**REQUIRED ACTION**
Scan the listing below for the word "duplicate" and copy every line where it occurs.

**DATASET ENTRIES**
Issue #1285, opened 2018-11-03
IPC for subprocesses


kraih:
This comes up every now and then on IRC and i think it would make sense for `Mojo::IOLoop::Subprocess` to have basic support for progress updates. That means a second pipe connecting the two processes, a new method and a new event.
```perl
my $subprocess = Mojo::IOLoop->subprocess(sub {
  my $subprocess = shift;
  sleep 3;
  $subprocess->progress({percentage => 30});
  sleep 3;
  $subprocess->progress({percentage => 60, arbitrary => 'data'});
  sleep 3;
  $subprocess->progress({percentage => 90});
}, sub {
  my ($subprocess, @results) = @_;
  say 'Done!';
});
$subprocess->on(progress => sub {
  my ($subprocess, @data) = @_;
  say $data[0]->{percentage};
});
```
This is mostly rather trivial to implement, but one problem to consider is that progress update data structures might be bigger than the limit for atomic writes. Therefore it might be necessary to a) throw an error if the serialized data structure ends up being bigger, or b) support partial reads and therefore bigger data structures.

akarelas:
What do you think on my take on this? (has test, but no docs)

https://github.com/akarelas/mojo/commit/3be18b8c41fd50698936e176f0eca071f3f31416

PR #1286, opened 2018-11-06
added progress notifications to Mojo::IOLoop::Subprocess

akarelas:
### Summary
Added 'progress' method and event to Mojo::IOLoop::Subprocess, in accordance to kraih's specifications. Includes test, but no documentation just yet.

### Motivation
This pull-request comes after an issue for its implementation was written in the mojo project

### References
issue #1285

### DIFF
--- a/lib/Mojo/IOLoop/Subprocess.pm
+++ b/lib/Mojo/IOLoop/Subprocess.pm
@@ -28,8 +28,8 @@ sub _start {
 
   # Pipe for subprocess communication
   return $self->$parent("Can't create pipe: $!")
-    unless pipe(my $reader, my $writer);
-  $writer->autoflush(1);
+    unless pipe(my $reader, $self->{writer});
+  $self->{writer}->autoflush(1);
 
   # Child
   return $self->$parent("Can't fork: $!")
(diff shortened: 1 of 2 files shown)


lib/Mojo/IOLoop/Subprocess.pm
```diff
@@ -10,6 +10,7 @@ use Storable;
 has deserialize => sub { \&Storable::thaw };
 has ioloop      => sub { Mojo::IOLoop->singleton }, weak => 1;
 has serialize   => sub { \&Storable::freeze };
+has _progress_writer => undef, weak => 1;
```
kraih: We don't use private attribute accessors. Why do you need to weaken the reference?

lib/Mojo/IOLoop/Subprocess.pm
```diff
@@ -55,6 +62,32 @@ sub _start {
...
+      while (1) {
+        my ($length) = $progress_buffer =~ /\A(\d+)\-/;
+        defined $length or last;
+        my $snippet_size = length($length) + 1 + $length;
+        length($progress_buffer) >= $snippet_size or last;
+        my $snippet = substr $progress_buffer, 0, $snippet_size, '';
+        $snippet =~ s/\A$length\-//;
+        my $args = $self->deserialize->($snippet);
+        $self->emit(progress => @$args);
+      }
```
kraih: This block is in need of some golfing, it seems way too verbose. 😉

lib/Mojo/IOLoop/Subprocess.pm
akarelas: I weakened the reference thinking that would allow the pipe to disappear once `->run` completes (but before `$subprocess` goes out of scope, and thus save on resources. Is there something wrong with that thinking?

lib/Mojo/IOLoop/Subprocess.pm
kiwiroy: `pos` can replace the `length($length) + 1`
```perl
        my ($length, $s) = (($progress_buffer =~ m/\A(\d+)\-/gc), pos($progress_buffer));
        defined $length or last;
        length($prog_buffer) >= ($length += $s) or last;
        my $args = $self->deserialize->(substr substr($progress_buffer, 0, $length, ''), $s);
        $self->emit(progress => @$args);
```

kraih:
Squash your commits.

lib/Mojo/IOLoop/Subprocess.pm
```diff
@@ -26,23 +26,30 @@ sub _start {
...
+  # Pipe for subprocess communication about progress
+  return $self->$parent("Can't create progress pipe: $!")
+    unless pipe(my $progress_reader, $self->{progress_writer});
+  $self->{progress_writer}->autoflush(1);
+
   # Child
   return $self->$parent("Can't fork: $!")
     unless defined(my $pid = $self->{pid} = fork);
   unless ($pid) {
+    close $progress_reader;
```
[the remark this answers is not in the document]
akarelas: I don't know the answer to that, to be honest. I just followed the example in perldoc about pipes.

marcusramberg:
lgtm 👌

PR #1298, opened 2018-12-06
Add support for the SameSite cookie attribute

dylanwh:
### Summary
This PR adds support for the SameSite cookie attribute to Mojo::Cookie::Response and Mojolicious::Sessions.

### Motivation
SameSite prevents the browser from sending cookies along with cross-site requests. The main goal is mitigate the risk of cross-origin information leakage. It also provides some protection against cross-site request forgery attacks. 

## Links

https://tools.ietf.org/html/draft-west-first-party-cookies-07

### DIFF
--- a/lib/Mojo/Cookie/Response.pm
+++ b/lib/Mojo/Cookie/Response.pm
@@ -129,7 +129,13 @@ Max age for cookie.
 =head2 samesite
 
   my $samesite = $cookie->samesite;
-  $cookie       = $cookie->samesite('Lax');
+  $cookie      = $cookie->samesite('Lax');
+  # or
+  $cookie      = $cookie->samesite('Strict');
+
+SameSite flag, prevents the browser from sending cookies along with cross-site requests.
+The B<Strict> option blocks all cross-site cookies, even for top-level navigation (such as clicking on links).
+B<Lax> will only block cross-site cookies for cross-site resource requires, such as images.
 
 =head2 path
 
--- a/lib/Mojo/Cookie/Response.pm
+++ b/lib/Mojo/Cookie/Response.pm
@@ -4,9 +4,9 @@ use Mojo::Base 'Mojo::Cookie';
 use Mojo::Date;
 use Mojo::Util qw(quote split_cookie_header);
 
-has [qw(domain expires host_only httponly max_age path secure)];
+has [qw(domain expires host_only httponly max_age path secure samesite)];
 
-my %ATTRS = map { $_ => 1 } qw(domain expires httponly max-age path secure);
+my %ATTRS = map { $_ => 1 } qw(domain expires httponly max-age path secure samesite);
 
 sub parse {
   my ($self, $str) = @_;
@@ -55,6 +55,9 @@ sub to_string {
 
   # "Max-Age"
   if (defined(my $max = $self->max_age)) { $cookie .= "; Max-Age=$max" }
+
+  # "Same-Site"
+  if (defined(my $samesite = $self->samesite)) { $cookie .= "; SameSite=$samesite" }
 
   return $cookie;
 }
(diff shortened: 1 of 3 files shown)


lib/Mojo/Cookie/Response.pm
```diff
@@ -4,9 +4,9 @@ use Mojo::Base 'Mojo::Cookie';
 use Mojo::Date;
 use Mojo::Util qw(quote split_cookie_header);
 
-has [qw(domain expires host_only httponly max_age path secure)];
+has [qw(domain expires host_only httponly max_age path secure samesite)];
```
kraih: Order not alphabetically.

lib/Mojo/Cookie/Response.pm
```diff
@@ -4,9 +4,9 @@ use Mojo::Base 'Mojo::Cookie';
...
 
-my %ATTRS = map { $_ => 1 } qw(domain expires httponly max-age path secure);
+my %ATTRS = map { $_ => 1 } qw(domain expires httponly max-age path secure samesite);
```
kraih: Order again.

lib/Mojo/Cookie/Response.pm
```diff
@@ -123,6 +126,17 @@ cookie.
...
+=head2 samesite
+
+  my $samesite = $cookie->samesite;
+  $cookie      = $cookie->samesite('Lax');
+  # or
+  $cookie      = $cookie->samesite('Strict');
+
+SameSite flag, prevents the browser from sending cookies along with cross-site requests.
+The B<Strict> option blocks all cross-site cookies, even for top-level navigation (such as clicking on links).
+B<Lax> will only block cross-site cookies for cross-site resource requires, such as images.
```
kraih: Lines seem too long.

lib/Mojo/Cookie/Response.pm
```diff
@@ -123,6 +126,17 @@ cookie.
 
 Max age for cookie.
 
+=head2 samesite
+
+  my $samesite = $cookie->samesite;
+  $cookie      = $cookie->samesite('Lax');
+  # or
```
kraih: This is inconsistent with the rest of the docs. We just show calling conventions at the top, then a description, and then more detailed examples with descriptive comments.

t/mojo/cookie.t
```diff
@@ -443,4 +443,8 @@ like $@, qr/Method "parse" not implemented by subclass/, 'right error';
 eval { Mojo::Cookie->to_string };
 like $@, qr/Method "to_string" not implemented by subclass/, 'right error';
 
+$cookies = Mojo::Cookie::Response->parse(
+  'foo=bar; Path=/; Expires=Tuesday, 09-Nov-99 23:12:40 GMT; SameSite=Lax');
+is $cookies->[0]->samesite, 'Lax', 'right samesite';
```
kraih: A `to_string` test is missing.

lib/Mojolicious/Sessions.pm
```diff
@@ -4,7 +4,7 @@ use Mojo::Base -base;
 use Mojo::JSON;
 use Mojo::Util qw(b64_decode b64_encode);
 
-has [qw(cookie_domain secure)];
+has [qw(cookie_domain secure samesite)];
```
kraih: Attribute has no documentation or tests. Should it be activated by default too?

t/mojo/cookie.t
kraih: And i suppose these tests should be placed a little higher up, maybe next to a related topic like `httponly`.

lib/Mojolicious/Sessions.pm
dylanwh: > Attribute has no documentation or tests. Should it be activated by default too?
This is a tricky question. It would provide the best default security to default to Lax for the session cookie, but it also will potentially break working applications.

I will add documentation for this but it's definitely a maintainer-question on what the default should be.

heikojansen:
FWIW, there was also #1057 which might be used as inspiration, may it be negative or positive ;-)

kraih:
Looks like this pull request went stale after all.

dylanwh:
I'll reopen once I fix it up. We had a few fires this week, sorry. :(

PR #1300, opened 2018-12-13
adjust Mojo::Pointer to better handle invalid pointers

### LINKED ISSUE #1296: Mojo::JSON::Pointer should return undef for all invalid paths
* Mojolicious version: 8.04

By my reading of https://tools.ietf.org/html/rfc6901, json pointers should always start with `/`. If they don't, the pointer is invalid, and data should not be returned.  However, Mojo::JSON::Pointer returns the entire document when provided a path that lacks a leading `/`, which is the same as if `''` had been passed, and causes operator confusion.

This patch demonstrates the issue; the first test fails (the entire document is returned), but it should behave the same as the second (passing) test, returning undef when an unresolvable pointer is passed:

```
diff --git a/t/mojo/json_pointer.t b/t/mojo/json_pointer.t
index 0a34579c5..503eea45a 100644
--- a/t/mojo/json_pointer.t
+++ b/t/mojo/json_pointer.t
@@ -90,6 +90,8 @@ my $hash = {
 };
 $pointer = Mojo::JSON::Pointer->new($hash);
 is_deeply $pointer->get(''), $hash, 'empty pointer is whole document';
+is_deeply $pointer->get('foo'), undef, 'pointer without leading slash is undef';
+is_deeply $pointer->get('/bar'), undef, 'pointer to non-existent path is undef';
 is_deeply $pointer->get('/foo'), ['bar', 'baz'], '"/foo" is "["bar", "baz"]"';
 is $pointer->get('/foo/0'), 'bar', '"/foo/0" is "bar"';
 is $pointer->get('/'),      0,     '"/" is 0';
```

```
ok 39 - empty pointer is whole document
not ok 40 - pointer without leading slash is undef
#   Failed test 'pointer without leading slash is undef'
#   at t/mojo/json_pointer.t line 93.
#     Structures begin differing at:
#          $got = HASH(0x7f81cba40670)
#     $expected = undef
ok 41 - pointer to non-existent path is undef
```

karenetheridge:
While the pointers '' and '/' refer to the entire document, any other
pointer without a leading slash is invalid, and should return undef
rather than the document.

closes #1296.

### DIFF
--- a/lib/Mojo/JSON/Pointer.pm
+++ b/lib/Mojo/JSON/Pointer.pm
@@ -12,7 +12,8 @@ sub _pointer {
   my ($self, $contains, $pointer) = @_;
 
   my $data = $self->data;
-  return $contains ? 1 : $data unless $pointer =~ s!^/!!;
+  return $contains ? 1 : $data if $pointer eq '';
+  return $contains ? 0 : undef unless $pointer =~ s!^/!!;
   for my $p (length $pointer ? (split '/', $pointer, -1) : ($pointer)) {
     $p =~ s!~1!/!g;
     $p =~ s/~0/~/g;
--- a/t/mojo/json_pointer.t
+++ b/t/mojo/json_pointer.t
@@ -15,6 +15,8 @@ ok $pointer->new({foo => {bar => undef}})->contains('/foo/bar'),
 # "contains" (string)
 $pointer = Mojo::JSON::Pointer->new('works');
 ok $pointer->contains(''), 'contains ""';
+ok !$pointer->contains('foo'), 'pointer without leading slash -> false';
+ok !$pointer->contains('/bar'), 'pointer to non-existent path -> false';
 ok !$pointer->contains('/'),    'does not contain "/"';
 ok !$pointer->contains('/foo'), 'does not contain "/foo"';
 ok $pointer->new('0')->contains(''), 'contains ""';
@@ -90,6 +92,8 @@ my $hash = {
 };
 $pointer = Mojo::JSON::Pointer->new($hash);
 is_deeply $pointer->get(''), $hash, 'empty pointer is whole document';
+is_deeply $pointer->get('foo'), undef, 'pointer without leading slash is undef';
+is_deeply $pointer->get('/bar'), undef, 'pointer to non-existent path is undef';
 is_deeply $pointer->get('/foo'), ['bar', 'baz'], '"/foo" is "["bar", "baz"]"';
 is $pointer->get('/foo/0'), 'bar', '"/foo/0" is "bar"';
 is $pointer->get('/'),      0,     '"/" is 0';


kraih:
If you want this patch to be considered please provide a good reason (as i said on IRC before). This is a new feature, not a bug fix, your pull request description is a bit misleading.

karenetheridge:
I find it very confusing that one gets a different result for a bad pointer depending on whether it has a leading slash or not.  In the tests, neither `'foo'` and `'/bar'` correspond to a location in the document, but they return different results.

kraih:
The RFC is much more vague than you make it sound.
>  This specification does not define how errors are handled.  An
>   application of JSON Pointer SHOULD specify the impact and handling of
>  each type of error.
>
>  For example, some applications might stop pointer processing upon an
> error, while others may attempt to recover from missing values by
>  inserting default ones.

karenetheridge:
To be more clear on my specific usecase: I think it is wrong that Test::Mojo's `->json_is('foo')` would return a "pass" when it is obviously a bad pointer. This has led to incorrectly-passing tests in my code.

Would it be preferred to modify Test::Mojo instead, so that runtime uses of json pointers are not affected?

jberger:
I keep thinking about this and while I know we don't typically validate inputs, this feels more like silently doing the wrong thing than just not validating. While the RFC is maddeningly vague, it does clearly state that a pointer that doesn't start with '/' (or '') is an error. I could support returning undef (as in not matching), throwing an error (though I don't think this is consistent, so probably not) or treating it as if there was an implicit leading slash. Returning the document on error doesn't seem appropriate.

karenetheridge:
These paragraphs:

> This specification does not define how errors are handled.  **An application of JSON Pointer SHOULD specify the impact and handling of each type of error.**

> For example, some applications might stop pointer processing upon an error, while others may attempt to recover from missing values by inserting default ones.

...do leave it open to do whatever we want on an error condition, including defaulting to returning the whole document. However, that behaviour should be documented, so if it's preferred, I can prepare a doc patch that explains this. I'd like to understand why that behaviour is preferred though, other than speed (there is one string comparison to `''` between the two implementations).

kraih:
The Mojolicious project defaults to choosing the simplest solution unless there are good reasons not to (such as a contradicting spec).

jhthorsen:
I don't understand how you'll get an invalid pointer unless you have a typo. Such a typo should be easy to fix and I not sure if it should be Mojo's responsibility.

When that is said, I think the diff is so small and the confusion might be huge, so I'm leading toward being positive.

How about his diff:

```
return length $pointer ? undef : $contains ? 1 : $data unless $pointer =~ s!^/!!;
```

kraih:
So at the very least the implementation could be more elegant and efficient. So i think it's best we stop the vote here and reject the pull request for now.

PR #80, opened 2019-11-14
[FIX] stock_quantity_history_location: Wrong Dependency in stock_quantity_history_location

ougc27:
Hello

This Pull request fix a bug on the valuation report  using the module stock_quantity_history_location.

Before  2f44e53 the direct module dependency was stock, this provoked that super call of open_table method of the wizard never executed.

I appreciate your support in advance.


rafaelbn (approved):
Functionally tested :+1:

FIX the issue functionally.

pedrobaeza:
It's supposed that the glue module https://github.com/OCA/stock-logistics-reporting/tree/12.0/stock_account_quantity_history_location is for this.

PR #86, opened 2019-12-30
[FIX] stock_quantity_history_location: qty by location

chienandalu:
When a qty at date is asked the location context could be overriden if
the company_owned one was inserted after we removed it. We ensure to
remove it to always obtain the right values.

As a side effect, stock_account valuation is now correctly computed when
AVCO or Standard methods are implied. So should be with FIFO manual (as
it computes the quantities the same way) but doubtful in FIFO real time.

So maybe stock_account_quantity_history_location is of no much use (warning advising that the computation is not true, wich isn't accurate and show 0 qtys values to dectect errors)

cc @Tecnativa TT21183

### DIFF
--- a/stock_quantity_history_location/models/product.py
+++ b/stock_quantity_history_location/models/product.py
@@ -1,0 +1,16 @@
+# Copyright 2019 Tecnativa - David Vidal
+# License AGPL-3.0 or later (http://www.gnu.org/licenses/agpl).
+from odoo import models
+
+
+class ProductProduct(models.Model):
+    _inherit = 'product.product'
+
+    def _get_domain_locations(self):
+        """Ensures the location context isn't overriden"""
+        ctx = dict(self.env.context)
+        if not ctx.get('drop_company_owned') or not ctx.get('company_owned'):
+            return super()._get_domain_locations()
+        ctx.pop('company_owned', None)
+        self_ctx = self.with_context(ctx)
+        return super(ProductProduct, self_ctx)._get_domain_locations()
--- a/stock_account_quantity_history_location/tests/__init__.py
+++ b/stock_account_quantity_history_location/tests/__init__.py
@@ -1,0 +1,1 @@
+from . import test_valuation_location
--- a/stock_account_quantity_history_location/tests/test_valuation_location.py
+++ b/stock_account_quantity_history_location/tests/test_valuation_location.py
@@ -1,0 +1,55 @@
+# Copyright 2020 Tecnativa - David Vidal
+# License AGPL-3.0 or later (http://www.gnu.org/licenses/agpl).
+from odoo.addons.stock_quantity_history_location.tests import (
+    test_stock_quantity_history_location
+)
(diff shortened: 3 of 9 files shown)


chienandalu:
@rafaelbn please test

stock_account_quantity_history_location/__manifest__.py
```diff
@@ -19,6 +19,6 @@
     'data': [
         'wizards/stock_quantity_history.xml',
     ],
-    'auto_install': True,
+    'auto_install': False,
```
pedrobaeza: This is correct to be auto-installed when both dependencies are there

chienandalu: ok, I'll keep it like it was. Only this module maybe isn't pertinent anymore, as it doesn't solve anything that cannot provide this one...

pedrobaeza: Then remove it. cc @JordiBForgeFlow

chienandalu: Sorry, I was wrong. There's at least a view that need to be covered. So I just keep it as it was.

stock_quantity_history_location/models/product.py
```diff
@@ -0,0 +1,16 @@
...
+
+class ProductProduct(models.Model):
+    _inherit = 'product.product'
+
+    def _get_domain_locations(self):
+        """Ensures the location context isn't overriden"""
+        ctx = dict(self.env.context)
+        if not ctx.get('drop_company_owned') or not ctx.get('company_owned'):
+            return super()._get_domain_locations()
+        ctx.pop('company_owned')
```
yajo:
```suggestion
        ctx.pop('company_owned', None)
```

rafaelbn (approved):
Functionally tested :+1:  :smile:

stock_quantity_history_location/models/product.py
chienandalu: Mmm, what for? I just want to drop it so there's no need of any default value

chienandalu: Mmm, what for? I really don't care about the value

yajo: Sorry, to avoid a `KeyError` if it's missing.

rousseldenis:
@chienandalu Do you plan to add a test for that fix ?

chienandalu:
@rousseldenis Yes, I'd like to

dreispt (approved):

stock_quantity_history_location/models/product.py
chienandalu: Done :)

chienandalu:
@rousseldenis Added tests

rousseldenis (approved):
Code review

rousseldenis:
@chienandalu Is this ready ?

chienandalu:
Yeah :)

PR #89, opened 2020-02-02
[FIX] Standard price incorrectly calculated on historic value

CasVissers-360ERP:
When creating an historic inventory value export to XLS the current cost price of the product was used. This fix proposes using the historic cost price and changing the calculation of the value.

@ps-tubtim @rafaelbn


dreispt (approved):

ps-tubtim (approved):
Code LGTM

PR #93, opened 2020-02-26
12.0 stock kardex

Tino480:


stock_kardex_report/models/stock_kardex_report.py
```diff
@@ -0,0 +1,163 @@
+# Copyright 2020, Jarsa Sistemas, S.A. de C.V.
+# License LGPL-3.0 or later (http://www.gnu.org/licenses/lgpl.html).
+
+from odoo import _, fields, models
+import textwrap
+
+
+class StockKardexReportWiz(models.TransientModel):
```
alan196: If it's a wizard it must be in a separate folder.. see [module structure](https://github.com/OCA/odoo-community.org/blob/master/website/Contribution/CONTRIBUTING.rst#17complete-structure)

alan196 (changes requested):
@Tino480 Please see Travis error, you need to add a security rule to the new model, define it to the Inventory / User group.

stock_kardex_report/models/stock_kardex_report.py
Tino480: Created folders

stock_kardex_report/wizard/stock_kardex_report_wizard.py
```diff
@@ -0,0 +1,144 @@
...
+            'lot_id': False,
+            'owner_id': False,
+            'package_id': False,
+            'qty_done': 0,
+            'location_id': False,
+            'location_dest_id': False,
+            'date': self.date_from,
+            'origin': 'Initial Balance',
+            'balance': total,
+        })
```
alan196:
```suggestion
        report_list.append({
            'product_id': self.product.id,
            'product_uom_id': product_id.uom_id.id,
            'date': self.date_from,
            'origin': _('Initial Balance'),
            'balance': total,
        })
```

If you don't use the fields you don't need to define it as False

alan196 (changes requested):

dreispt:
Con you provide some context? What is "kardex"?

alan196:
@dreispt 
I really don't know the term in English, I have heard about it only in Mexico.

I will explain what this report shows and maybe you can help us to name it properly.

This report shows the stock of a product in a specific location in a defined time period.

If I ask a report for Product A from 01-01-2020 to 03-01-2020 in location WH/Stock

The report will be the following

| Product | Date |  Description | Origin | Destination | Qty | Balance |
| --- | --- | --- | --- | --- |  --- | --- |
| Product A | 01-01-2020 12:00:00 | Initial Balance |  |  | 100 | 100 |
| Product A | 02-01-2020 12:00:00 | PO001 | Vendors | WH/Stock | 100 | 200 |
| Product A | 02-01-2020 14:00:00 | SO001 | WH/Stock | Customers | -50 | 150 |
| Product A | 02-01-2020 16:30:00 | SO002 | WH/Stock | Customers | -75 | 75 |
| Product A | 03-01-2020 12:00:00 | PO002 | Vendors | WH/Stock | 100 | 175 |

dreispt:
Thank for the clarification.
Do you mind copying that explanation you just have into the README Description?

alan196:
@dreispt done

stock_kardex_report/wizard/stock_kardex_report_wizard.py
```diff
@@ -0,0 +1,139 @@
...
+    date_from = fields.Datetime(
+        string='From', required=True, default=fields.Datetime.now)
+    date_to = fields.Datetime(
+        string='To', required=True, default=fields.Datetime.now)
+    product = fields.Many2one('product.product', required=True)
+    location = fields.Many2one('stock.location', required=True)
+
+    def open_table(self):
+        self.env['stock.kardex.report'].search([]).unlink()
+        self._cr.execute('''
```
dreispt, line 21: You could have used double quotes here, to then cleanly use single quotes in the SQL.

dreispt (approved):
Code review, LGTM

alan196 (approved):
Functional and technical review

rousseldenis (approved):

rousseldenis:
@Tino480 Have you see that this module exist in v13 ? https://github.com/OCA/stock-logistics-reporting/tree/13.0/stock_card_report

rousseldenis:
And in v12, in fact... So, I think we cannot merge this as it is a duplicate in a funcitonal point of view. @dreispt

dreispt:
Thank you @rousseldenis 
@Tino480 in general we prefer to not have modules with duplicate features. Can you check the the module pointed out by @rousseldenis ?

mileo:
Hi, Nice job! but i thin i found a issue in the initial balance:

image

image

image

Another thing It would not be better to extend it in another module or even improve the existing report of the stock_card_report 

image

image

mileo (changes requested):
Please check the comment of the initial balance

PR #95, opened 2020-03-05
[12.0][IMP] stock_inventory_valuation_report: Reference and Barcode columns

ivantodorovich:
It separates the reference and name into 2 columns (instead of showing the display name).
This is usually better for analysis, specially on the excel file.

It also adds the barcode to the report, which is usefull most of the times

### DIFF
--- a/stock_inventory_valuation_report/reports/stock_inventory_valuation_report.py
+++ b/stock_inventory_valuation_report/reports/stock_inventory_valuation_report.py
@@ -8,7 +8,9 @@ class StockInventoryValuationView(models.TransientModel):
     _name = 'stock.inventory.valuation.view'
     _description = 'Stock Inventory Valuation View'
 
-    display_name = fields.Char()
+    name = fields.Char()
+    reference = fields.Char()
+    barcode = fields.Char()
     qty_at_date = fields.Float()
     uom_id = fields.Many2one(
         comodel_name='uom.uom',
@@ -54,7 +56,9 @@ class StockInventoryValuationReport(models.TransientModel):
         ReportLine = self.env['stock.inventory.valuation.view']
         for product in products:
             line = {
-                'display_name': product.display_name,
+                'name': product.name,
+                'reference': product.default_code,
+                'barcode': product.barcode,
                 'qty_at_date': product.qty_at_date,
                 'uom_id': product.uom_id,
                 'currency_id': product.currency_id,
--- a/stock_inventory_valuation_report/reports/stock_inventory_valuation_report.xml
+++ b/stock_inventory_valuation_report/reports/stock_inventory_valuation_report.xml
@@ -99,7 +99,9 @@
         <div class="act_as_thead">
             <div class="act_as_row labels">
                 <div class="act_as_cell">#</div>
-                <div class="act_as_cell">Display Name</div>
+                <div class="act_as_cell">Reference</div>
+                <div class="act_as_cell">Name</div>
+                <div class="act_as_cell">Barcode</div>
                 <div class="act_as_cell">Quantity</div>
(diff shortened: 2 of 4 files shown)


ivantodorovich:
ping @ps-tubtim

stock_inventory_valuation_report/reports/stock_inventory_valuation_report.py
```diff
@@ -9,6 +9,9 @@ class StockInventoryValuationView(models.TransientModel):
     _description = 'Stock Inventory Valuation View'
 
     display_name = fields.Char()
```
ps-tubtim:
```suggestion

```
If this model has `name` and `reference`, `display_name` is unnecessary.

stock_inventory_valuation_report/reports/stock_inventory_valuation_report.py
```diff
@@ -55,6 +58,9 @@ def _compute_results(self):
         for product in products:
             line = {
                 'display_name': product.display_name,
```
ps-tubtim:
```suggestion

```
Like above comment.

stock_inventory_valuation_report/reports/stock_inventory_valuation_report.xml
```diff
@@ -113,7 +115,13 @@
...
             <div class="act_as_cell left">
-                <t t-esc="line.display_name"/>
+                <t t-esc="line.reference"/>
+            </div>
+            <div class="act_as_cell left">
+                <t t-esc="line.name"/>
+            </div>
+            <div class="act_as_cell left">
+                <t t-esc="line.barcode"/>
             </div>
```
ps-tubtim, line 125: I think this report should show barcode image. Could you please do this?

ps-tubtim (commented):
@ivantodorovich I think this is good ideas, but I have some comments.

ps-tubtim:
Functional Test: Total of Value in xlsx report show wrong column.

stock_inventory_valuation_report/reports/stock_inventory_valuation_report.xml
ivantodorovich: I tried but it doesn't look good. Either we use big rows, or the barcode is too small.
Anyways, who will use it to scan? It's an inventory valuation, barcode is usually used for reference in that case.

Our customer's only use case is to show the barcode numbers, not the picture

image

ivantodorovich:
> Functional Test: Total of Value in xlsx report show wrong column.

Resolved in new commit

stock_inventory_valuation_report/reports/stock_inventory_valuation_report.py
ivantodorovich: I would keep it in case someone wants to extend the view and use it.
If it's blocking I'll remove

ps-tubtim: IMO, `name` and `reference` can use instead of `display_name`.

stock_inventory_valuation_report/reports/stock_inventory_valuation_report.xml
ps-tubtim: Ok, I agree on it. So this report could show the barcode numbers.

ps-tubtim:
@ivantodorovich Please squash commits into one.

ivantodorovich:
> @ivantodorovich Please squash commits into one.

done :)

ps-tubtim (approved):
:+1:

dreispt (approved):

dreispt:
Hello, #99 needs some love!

**TASK ANSWER**
And in v12, in fact... So, I think we cannot merge this as it is a duplicate in a funcitonal point of view. @dreispt
@Tino480 in general we prefer to not have modules with duplicate features. Can you check the the module pointed out by @rousseldenis ?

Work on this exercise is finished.